Information shown Block Start
PR #2132, opened 2026-06-23
feat(scope): dont use hub for capturing events anymore

Litarnus:
Extracts logic into `BreadcrumbRecorder` and `EventCatcher` and replaces usage in `functions.php` to no longer use the `Hub`.

### DIFF
--- a/src/functions.php
+++ b/src/functions.php
@@ -10,6 +10,8 @@ use Sentry\Integration\IntegrationInterface;
 use Sentry\Integration\OTLPIntegration;
 use Sentry\Logs\Logs;
 use Sentry\Metrics\TraceMetrics;
+use Sentry\State\BreadcrumbRecorder;
+use Sentry\State\EventCapturer;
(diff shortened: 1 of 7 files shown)


src/functions.php
```diff
@@ -10,6 +10,8 @@
 use Sentry\Integration\OTLPIntegration;
 use Sentry\Logs\Logs;
 use Sentry\Metrics\TraceMetrics;
+use Sentry\State\BreadcrumbRecorder;
+use Sentry\State\EventCapturer;
```
stayallive, line 14: Capturer is awkward in my head maybe EventRecorder is a nice fit. But highly subjective so feel free to leave as is!

stayallive (approved):

src/functions.php
Litarnus: Yeah that makes more sense, we have `BreadcrumbRecorder` and `SpanRecorder` so that would fit

PR #2133, opened 2026-06-23
feat(scopes): reduce usage of hub further

Litarnus:
Replaces many usages of `SentrySdk::getCurrentHub()` with `SentrySdk::getClient()`


stayallive (approved):
This is starting to look more like it!

PR #2139, opened 2026-06-24
feat(scopes): introduce typed scopes

Litarnus:
Replaces one `Scope` and introduces a total of 3 scopes:
* `GlobalScope` - Cannot store spans but can store user data such as tags, contexts, etc
* `IsolationScope` - Can store spans and is used to store request local informations
* `MergedScope` - Transient scope that is the result of merging the global and isolation scope. Is considered a read-only scope and should only be used to apply data to events

### Why different types of scopes?

With only one type of scopes, the burden of knowing when to merge and which one to use where is passed to the developer all the time. While it would work with any scope and it would apply some informations, it's very easy to forget to merge scopes and only get a fraction of the required informations. With having specific types, the signature can ensure that the correct scopes are being used in the correct context. It's also easier to understand intent.

The scopes also expose different methods, meaning that it's impossible to add data to a merged scope which gets discarded afterwards.

All scopes share a common `ScopeData` object which acts as a data storage to simplify merging/cloning. `ScopeData` is effectively what was the `Scope` before but without event specific methods


src/State/GlobalScope.php
```diff
@@ -0,0 +1,22 @@
...
+/**
+ * The scope holds data that should implicitly be sent with Sentry events. It
+ * can hold context data, extra parameters, level overrides, fingerprints etc.
+ */
+class GlobalScope extends MutableScope
+{
+    public function __construct()
+    {
+        parent::__construct();
+    }
```
stayallive: nit: we can just drop this to make it a little less confusing to read.

stayallive (approved):

src/State/GlobalScope.php
Litarnus: Goot catch

PR #2141, opened 2026-06-29
feat(spans): send gen_ai spans using the span v2 protocol

Litarnus:
Adds support for the SpanV2 protocol for `gen_ai` spans.

When a transaction contains `gen_ai` spans, they will be serialized in a different format to work around the limitations of the old protocol. The envelope will contain two different items, the first one is the transaction with regular spans and the second one is just `gen_ai` spans


giortzisg (approved):
🚀

src/Serializer/EnvelopItems/TransactionItem.php
```diff
@@ -187,4 +223,169 @@ protected static function serializeSpan(Span $span): array
...
+    protected static function serializeSpanV2(Span $span, Event $event): array
+    {
+        $result = [
+            'trace_id' => (string) $span->getTraceId(),
+            'span_id' => (string) $span->getSpanId(),
+            'name' => $span->getDescription() ?? $span->getOp(),
+            'is_segment' => false,
+            'start_timestamp' => $span->getStartTimestamp(),
+            'attributes' => self::collectV2Attributes($span, $event),
+            'status' => 'ok',
```
stayallive, line 250: This looks suspect; default to "ok" unless it's explicitly set the we override to ok/error few lines down?

src/Serializer/EnvelopItems/TransactionItem.php
```diff
@@ -187,4 +223,169 @@ protected static function serializeSpan(Span $span): array
...
+     *
+     * @phpstan-return SerializedSpanV2Attributes
+     *
+     * @mago-ignore analysis:redundant-null-coalesce
+     * @mago-ignore analysis:mixed-assignment
+     */
+    private static function collectV2Attributes(Span $span, Event $event): array
+    {
+        /** @var SerializedSpanV2Attributes $attributes */
+        $attributes = [];
```
stayallive: Shouldn't or couldn't we not use AttributeBag for this?

src/Serializer/EnvelopItems/TransactionItem.php
Litarnus: It has to be either `ok` or `error` based on the spec: https://develop.sentry.dev/sdk/telemetry/spans/span-protocol/#span-properties

This is just the case when the status is `null` and a few lines down we set it to the actual status if it's not null

stayallive: TIL, perfect then!

stayallive (approved):

PR #2152, opened 2026-07-13
docs(integrations): Update parameter type hints in BreadcrumbHandler

jszczypk:
Update PHPDoc to be consistent with PHPStan annotation. 

Missing types in PHPDoc lead to false errors in project using Phan instead of PHPStan.


Litarnus (approved):
Good catch, thank you!

PR #2159, opened 2026-07-17
perf: improves RingBuffer by using native PHP arrays

Litarnus:
Benchmarks showed that using regular PHP arrays compared to `SplFixedArray` improves pushing into the RingBuffer by around 2x and makes `toArray` significantly faster because we can utilise `array_slice` instead of iteration by hand. 

We also get free copy-on-write mechanics since that's the default with PHP arrays.


giortzisg (approved):
:shipit:

PR #2187, opened 2026-08-26
feat: ungate logs and metrics

Litarnus:
Deprecates and changes `enable_logs` and `enable_metrics` to be effectively no-ops. The reason for this change is that those flags were basically just kill switches for the entire feature and disabled by default. 
Users had to 
1. add a log handler or call log functions directly and 
2. enable the log feature to make sure they arrive. 

Metrics are even more explicit since one has to invoke functions to emit metrics and we don't have any integrations.

Once this is merged, adding a handler or calling a log/metric function will be considered as a signal that this type of telemetry is wanted, and we will no longer respect the flag.

For anyone using those flags as kill switches: it's possible to implement kill switches using `before_send_log` and `before_send_metric` and return `null` in those callbacks.

### DIFF
--- a/src/Logs/LogsAggregator.php
+++ b/src/Logs/LogsAggregator.php
@@ -51,16 +51,6 @@ final class LogsAggregator
         $options = $client->getOptions();
         $sdkLogger = $options->getLogger();
 
-        if (!$options->getEnableLogs()) {
-            if ($sdkLogger !== null) {
-                $sdkLogger->info(
-                    'Log will be discarded because "enable_logs" is "false".'
-                );
-            }
-
-            return;
-        }
-
         $formattedMessage = Str::vsprintfOrNull($message, $values);
 
         if ($formattedMessage === null) {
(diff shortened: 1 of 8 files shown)


stayallive (approved):

Branlute:
Hello, could you update the official documentation and the Symfony bundle that still uses this feature?
https://docs.sentry.io/platforms/php/logs/#setup
https://docs.sentry.io/platforms/php/guides/symfony/configuration/options/#enable_logs
https://github.com/getsentry/sentry-symfony/blob/master/src/DependencyInjection/Configuration.php#L91

Litarnus:
> Hello, could you update the official documentation and the Symfony bundle that still uses this feature? https://docs.sentry.io/platforms/php/logs/#setup https://docs.sentry.io/platforms/php/guides/symfony/configuration/options/#enable_logs https://github.com/getsentry/sentry-symfony/blob/master/src/DependencyInjection/Configuration.php#L91

Hi! I updated the docs and we will remove the option in the next major, otherwise we might crash user applications if they still define it and we don't expect it

PR #2571, opened 2015-04-27
fix(mdUtil): move comment nodes as well when disabling scroll

### LINKED ISSUE #2456: md-select moves DOM elements and puts them back in the wrong position
When `md-select` gets opened it rearranges the DOM and the layout goes crazy.
The layout of the site is `<body layout="row">` with 2 main children one being `<md-sidenav>` and second being the main `<div layout="column" layout-fill role="main" ui-view="main"></div>` where the Angular injects the view. `md-select` is located inside the `<div ui-view="main"`.

First screenshot is before `md-select` is opened
screen shot 2015-04-21 at 16 51 44

This screenshots is while its open
screen shot 2015-04-21 at 16 52 06

And finally when `md-select` is closed we can see the action moved the `<div ui-view="main">` to the top effectively moving the `<md-sidenav>` from left to right because of the flex layout ordering.
screen shot 2015-04-21 at 16 52 18

gustavohenke:
As comment nodes were not moved by `disableScrollAround()`, Angular could
misplace a few elements because of a forgotten comment node that points
to a directive.

Fixes #2456

### DIFF
--- a/src/core/util/util.js
+++ b/src/core/util/util.js
@@ -76,7 +76,7 @@ angular.module('material.core')
       var disableStyle = $window.getComputedStyle(disableTarget[0]);
       var wrapperEl = angular.element('<div class="md-virtual-scroll-container"><div class="md-virtual-scroller"></div></div>');
       var virtualScroller = wrapperEl.children().eq(0);
-      virtualScroller.append(disableTarget.children());
+      virtualScroller.append(disableTarget[0].childNodes);
       disableTarget.append(wrapperEl);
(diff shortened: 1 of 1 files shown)


gustavohenke:
Signed.

gustavohenke:
Sorry, I incorrectly changed the file via GitHub, this patch will not work.
I'll fix and squash locally in a minute.

gustavohenke:
Now it'll be okay.

rschmukler:
Thanks @gustavohenke

PR #2585, opened 2015-04-27
enhancement(shadows): Updated to include Robertson shadows

shyndman:


ilanbiala:
What's a robertson shadow? How does this change the UI (before/after)?

shyndman:
Christian Robertson is a designer on the Material Design team.

It improves the appearance of the shadows dramatically, while keeping roughly the same weight of shadow at each depth.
Information shown Block End
▶ Your goal:
Show every line from the entries that includes the word "functions".

▶ Exercise answer:
Extracts logic into `BreadcrumbRecorder` and `EventCatcher` and replaces usage in `functions.php` to no longer use the `Hub`.
--- a/src/functions.php
+++ b/src/functions.php
src/functions.php
src/functions.php
1. add a log handler or call log functions directly and 
Metrics are even more explicit since one has to invoke functions to emit metrics and we don't have any integrations.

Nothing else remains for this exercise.